_Problem description_. Which lines of the records contain "userAccount"? Collect every one of them.

____ Extracted data

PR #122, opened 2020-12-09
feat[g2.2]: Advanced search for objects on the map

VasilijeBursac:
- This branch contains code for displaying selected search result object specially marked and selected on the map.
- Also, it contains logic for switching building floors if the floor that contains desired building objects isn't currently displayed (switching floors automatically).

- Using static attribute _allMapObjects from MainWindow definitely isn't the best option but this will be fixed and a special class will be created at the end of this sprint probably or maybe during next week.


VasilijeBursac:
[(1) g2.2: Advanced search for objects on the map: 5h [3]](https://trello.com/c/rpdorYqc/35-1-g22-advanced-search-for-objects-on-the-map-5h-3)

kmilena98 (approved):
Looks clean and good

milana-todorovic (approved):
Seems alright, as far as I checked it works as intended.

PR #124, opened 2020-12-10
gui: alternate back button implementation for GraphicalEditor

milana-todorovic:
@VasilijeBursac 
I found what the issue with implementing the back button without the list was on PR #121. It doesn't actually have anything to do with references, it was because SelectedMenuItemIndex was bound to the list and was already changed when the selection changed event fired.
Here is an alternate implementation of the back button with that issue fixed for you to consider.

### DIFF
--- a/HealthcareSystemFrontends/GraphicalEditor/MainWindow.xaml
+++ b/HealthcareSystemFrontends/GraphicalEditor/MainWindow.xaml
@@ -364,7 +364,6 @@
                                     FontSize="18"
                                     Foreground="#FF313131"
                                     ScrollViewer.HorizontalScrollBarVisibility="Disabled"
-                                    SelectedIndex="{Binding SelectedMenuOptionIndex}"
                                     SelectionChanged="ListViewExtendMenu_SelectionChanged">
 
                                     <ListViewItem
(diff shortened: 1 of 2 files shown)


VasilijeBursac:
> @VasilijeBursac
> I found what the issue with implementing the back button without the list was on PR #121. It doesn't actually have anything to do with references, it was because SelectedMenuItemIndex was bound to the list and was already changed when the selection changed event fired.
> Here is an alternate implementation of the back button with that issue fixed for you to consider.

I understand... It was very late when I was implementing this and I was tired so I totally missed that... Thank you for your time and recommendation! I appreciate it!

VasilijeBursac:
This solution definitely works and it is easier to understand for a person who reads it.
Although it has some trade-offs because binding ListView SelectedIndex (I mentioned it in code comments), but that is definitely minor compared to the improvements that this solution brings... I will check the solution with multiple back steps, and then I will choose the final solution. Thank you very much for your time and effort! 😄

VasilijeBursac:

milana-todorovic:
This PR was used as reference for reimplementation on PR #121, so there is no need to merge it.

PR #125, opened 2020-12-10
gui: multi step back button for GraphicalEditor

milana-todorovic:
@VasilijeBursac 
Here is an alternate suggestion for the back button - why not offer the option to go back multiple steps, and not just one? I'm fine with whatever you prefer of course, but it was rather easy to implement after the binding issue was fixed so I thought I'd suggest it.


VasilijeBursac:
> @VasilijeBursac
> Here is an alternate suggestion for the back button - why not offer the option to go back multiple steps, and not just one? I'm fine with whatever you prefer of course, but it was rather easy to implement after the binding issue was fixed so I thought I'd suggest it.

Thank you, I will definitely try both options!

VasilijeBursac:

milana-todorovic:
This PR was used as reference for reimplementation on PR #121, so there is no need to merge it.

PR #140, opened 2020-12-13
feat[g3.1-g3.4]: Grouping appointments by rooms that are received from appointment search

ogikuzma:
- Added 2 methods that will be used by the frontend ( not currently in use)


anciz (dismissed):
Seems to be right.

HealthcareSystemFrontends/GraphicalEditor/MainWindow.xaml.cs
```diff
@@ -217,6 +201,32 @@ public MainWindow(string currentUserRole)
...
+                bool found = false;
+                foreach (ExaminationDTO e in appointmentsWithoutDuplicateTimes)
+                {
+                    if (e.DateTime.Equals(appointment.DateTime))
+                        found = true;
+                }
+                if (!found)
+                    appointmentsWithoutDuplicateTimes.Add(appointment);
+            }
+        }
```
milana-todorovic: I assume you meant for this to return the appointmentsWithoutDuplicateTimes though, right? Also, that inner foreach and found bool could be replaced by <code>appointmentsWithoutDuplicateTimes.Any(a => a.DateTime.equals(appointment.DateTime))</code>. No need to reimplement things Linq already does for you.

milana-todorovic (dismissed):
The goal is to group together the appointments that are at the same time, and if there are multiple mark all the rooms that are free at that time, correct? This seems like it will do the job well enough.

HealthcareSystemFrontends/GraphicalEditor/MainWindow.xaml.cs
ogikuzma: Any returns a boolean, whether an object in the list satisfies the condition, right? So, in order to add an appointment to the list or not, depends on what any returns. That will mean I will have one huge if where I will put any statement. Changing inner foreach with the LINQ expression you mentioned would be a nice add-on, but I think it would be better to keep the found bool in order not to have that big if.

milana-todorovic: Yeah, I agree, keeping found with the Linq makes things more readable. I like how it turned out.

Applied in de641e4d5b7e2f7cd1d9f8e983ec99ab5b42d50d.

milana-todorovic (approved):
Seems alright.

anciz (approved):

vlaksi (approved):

________
____ Extracted data

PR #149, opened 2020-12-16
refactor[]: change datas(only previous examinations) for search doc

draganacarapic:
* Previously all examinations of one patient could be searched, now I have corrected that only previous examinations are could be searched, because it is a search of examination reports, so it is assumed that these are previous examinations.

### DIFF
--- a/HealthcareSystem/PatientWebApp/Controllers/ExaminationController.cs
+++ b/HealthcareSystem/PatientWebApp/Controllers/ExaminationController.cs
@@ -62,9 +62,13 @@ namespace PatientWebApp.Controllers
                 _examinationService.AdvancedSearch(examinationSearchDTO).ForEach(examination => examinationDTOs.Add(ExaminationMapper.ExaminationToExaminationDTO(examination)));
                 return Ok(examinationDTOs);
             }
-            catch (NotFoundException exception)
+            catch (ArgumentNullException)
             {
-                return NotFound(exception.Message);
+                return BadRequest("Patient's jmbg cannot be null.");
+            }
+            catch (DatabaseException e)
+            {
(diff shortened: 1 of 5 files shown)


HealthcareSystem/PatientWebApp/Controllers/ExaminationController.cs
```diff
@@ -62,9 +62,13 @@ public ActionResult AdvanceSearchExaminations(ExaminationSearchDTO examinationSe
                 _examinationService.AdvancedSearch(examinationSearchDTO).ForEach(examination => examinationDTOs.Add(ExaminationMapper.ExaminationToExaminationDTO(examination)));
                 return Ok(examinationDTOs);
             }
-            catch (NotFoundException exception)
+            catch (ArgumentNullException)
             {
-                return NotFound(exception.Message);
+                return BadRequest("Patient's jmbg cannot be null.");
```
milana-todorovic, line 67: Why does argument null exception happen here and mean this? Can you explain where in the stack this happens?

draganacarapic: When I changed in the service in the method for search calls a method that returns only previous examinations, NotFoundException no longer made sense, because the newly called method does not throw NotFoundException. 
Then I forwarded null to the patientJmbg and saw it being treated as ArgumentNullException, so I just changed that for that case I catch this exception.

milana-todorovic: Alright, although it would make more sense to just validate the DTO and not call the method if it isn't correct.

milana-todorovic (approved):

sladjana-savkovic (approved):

________
____ Extracted data

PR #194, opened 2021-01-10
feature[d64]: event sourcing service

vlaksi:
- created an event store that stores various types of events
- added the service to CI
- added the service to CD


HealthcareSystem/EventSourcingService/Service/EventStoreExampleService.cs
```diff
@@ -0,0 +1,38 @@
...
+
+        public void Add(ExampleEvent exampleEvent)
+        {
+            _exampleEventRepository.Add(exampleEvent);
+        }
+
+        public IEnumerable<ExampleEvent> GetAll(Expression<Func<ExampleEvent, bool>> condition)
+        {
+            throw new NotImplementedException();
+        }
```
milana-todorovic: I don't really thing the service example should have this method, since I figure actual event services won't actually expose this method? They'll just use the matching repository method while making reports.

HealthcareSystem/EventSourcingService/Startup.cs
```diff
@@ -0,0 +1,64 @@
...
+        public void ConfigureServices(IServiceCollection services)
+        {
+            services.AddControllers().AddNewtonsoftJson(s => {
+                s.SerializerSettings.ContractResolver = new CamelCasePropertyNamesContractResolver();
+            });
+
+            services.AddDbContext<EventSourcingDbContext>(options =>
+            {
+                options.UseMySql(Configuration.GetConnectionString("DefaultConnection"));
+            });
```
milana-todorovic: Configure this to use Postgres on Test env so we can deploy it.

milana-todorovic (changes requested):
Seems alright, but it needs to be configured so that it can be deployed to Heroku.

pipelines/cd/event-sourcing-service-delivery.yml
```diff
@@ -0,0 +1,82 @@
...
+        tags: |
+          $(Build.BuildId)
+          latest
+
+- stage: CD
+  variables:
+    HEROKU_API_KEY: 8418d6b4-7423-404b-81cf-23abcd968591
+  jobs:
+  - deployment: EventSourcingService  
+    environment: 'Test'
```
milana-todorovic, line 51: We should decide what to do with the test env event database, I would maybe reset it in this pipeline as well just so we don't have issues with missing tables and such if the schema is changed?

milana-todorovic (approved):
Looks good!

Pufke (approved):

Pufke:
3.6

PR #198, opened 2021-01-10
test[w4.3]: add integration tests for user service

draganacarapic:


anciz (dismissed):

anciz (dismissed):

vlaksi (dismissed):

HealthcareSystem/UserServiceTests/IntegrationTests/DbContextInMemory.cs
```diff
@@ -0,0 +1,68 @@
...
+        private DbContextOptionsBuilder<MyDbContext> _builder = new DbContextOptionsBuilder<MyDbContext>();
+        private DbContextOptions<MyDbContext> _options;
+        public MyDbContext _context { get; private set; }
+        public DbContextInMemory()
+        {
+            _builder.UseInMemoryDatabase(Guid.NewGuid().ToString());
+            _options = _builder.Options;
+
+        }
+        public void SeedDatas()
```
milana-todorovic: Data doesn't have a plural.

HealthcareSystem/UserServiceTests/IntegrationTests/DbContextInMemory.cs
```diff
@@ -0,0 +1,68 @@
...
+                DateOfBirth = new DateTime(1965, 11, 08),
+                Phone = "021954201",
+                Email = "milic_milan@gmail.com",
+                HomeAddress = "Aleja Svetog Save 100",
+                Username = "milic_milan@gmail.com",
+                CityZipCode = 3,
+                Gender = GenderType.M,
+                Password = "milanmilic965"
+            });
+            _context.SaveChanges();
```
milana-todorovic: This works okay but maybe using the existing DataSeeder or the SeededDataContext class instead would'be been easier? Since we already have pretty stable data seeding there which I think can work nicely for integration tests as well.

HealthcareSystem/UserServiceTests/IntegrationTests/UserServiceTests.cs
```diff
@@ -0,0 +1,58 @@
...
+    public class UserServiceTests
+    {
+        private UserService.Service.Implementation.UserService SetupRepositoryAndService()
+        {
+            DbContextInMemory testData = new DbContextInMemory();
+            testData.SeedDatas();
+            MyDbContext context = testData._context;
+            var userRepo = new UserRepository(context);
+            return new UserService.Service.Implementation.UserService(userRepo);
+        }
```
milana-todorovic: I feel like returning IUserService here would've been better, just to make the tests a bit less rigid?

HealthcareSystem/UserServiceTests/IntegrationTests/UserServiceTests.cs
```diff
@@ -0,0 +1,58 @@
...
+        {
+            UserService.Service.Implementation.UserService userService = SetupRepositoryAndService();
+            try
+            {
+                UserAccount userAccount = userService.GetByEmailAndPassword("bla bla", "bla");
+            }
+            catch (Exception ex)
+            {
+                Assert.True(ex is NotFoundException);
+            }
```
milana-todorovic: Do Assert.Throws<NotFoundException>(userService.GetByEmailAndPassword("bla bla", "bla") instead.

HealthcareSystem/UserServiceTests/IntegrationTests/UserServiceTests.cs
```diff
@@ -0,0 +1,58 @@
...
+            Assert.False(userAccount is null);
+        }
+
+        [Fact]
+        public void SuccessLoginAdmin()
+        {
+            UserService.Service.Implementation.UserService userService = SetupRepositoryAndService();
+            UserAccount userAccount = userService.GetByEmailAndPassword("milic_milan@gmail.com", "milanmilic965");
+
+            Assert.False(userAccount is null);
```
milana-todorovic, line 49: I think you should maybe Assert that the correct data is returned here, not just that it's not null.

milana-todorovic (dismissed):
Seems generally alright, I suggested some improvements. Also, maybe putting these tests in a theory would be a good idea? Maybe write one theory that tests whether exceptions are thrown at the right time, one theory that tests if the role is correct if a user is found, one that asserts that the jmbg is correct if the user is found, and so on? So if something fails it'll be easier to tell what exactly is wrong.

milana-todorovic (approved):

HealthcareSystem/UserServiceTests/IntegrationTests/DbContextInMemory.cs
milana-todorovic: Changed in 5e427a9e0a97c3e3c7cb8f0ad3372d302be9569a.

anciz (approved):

________

_Exercise answer_.
+                UserAccount userAccount = userService.GetByEmailAndPassword("bla bla", "bla");
+            Assert.False(userAccount is null);
+            UserAccount userAccount = userService.GetByEmailAndPassword("milic_milan@gmail.com", "milanmilic965");
+            Assert.False(userAccount is null);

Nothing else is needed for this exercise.